In her Facebook post, which you can read more about here in the redacted version of the disciplinary committee decision, she praised but mainly criticized the quality of care that her grandfather received. The excerpt of the posting that the CBC and other news media have presented cite her dissatisfaction with the care her grandfather received while he was in palliative care in the facility, in the last week(s) of his life. The more complete version of the posting, as appears in the redacted decision, goes on to state that the problems and dissatisfaction with her grandfather’s care were ongoing and she warned others whose loved ones were in the facility to “keep an eye on things and report back anything you Do Not Like!”. The post suggested that she had tried to take other steps to address what she calls “subpar” care for her grandfather, and that “not much else seems to be working”.

A disciplinary committee for her provincial regulatory body found her guilty of professional misconduct for posting what she did, and in the manner that she did so. Many argue that this is a “silencing” of discussion over inadequate and poor quality health care for seniors and those at the end of life. Others counter this argument by suggesting that her posting was unprofessional, and inappropriate.

Nurses – and all health care professionals – have a complicated relationship with social media. Is my “personal” Facebook page separate from my identity as a regulated health care professional, with particular obligations and responsibilities? Can I separate out the professional from the personal cleanly and easily? No, it’s not easy nor straightforward. In this case, the personal and professional are clearly enmeshed – Strom is making clear accusations of very poor quality of care, and stating that problems related to care were ongoing. As a nurse, she has particular knowledge of how to work within the system to have her voice heard and a clear idea of what “good quality” care might have looked like. As a family member, she obviously has an emotional reaction to what she viewed as poor care for her loved one, and her post reflects a deep entanglement of these perspectives – which can be, and was, seen as problematic, at least by the provincial regulatory body. Be clear: social media platforms very much want you to mix the personal and the professional. They have a strong desire for you to have a bigger social media reach, offering us more “suggested friends” and “connections” every day. But as health care professionals, with particular and unique obligations – such as maintaining confidentiality – that extend beyond formal working hours, we must use social media more judiciously than many others, and with awareness of those obligations that continue even when we walk out the hospital doors at the end of our shift.
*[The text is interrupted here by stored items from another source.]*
PR #1428, opened 2021-07-09
cookie: add possibility to disable same site attribute

wja513:
fix some old browsers cann't set the cookie if it contains "SameSite" attribute.

```go
ctx.Cookie(c, &fiber.Cookie{
	Name:     cookie.Name,
	Value:    cookie.Value,
        ...
	//SameSite: "",// this attribute should be constant.（why not use fasthttp constant directly?）
})
```


ReneWerner87 (approved):

ReneWerner87:
@wja513 please check the tests
image

ctx.go
```diff
@@ -363,13 +362,17 @@ func (c *Ctx) Cookie(cookie *Cookie) {
...
 	fcookie.SetHTTPOnly(cookie.HTTPOnly)
 
-	switch utils.ToLower(cookie.SameSite) {
-	case "strict":
-		fcookie.SetSameSite(fasthttp.CookieSameSiteStrictMode)
-	case "none":
-		fcookie.SetSameSite(fasthttp.CookieSameSiteNoneMode)
-	default:
-		fcookie.SetSameSite(fasthttp.CookieSameSiteLaxMode)
+	if cookie.SameSite == "" {
```
ReneWerner87, line 365: think that this change will cause a breaking change, since the disabled and the lax share the same case

Please add more identifiers for sameSite

like for example "lax" or "disabled"

but please make sure that no breaking change occurs and the identifiers are documented to the cookie struct

furthermore additional unittests for the new cases would be good

ReneWerner87 (changes requested):

ctx.go
wja513: please check code again~

ReneWerner87 (approved):

Issue #1422, opened 2021-07-02
🚀 Could add a requestId tag in logger middleware? like TagRequestId?


goldwind-ting:
```
package main
import (
     "github.com/natefinch/lumberjack"
     "github.com/gofiber/fiber/v2"
     "github.com/gofiber/fiber/v2/middleware/logger"
)
app := fiber.New()
app.Use(requestid.New())
app.Use(logger.New(
logger.Config{
        Output: &lumberjack.Logger{
        Filename:   "./foo.log", 
        MaxSize:    1, 
        MaxBackups: 3, 
        MaxAge:     7, 
        Compress:   true,
        },
        Format: "[${time}] ${status}  ${latency} ${path} ${requestId} ${queryParams} ${body} ${resBody}\n",
}))
```

I use a RequestId middleware and that set a response header, but how could I get this header (default X-Request-Id) and record it in log file?

ReneWerner87:
Please add a description

ReneWerner87:
you could use 

${header:x-request-id} in the log message

https://github.com/gofiber/fiber/tree/master/middleware/logger
![image](https://user-images.githubusercontent.com/7063188/124480901-0864cc80-dda8-11eb-9f7c-3b9b7958e268.png)

goldwind-ting:
it does not work. and when using ${header:x-request-id} in the log message, then c.Get is called,  it means that the x-request-id header is getted from request header, but x-request-id is a response header.
```
func (c *Ctx) Get(key string, defaultValue ...string) string {
	return defaultString(c.app.getString(c.fasthttp.Request.Header.Peek(key)), defaultValue)
}
```

ReneWerner87:
okay, then we should either allow more prefixes like response or request

or add a possibility to define in its own placeholder with function 


i.e. your request is not possible with the current implementation

pull requests are welcome

goldwind-ting:
It can get x-request-id by `c.Response().Header.Peek("X-Request-Id")`,but there is no tag that could get response header

goldwind-ting:
> okay, then we should either allow more prefixes like response or request
> 
> or add a possibility to define in its own placeholder with function
> 
> i.e. your request is not possible with the current implementation
> 
> pull requests are welcome

Thank you very much!

dpcks666:
How about this format?
${locals:requestid}

goldwind-ting:
> How about this format?
> ${locals:requestid}
[...]

PR #1446, opened 2021-07-21
[Logger]: add tag for response header

goldwind-ting:
fix issue #1422

### DIFF
--- a/ctx.go
+++ b/ctx.go
@@ -33,7 +33,6 @@ const maxParams = 30
 
 const queryTag = "query"
 
-
 // Ctx represents the Context which hold the HTTP request and response.
 // It has methods for the request query string, parameters, body, HTTP headers and so on.
 type Ctx struct {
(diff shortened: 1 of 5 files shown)


ctx.go
```diff
@@ -526,6 +525,15 @@ func (c *Ctx) Get(key string, defaultValue ...string) string {
 	return defaultString(c.app.getString(c.fasthttp.Request.Header.Peek(key)), defaultValue)
 }
 
+// GetRespHeader returns the HTTP response header specified by field.
+// Field names are case-insensitive
+// Returned value is only valid within the handler. Do not store any references.
+// Make copies or use the Immutable setting instead.
+func (c *Ctx) GetRespHeader(key string, defaultValue ...string) string {
```
ReneWerner87, line 532: we need a part in the docs repository for this new method

middleware/logger/logger.go
```diff
@@ -40,7 +40,8 @@ const (
 	TagBytesReceived     = "bytesReceived"
 	TagRoute             = "route"
 	TagError             = "error"
-	TagHeader            = "header:"
+	TagReqHeader         = "reqHeader:"
```
ReneWerner87, line 43: we should not remove the old key, otherwise we would no longer be downward compatible with the version

you can add the old tag here and in the switch, mark it as deprecated and direct it to the TagReqHeader in the switch

ReneWerner87 (changes requested):

ctx.go
goldwind-ting: How about this?

goldwind-ting: Sorry, I am not clear, do you mean I should add the annotation for this new method in https://github.com/gofiber/docs/blob/master/api/ctx.md?

ReneWerner87: yes and please add a unitttest for the method

goldwind-ting: 👌

ReneWerner87:
@goldwind-ting can you still implement the note from me and make downward compatibility

ReneWerner87:
@goldwind-ting could you also update https://github.com/gofiber/docs/blob/master/api/middleware/logger.md in a PR

ReneWerner87 (approved):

The nurse in this case used her personal Facebook page to engage in a form of professional whistleblowing. One can pick up on her obvious frustration, sadness and anger at the care of her grandfather, in the posting. But was this the most appropriate and effective way to address the problem? Whistleblowing can be effective as it calls attention to what is usually a serious problem, but in most cases, it should only be used as a last ditch effort and with full knowledge of the potential fallout that can ensue for the person bringing light to a particular problem. When all other avenues of possibility have been exhausted, then whistleblowing may seem like a timely and often desperate plea for change or action. It requires moral courage and stoicism and sometimes, personal sacrifice. Whistleblowing was discussed in great public detail as the instigating force behind the investigation into the deaths of 12 children, (between the ages of 4 months and 2 years, who died while in hospital for cardiac surgery in Winnipeg) and the subsequent Manitoba Paediatric Cardiac Surgery Inquest led by Justice Murray Sinclair.
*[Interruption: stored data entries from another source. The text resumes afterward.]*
PR #1458, opened 2021-07-29
🐛 fix parse gzipped body

faceair:
Now when we use `filber.Ctx.BodyParser` to deserialize JSON, it uses `filber.Ctx.fasthttp.Request.Body` method internally to take the raw body data, which works fine in most cases.

But when the request body is gzip-compressed, `filber.Ctx.fasthttp.Request.Body` takes the compressed data and there is no way to deserialize it directly.
image

So in this PR I changed the method inside `filber.Ctx.BodyParser` that takes the request body to `filber.Ctx.Body` method, which automatically detects the encoding of the request body and decompresses it itself. I have also added test cases for compression requests.

### DIFF
--- a/ctx.go
+++ b/ctx.go
@@ -291,7 +291,7 @@ func (c *Ctx) BodyParser(out interface{}) error {
 	// Parse body accordingly
 	if strings.HasPrefix(ctype, MIMEApplicationJSON) {
 		schemaDecoder.SetAliasTag("json")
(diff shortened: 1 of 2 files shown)


ReneWerner87:
Thanks for the pull request, understand the code also, but not quite the description, can you adjust this again a bit, so that everyone knows what should be achieved with the pull request, if someone goes through the link in the release on the pull request

faceair:
Thanks to review, I have added more complete description information.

There’s a lot in Strom’s more complete posting when you read through it. There’s a list of accusations and claims beyond her grandfather’s palliative care. There are accusations of poor quality care, of ongoing and unresolved practice issues, of particular staff providing subpar care, of lack of education of staff, of efforts to address these problems without resolution, accusations of complete lack of compassion and care, of treating patients in a way that fails to respect their dignity and a charge to others to be vigilant about the care of their loved ones – inherently suggesting that the problems cited are systemic, rather than tied to individuals. It’s also not clear if she really did exhaust all possible avenues of seeking better quality care for her grandfather. Did she voice complaints to the staff, the manager, the institution, the Board or health region, the regulatory body, the Ministry? Did she report particular nurses, as is our professional obligation, if the situation demands such? Her complaints cite a specific need for education into palliative care, quality care and compassion for some of the nurses in that unit and a demand for them to “step back” – but don’t clearly state what particular professional problems or inappropriate practices she may have witnessed that would underpin that comment. And if these problems are as she has described, the provincial regulatory body should have been involved. There are clear avenues to bring practice problems to the attention of the regulatory body, who are required to take these types of claims very seriously.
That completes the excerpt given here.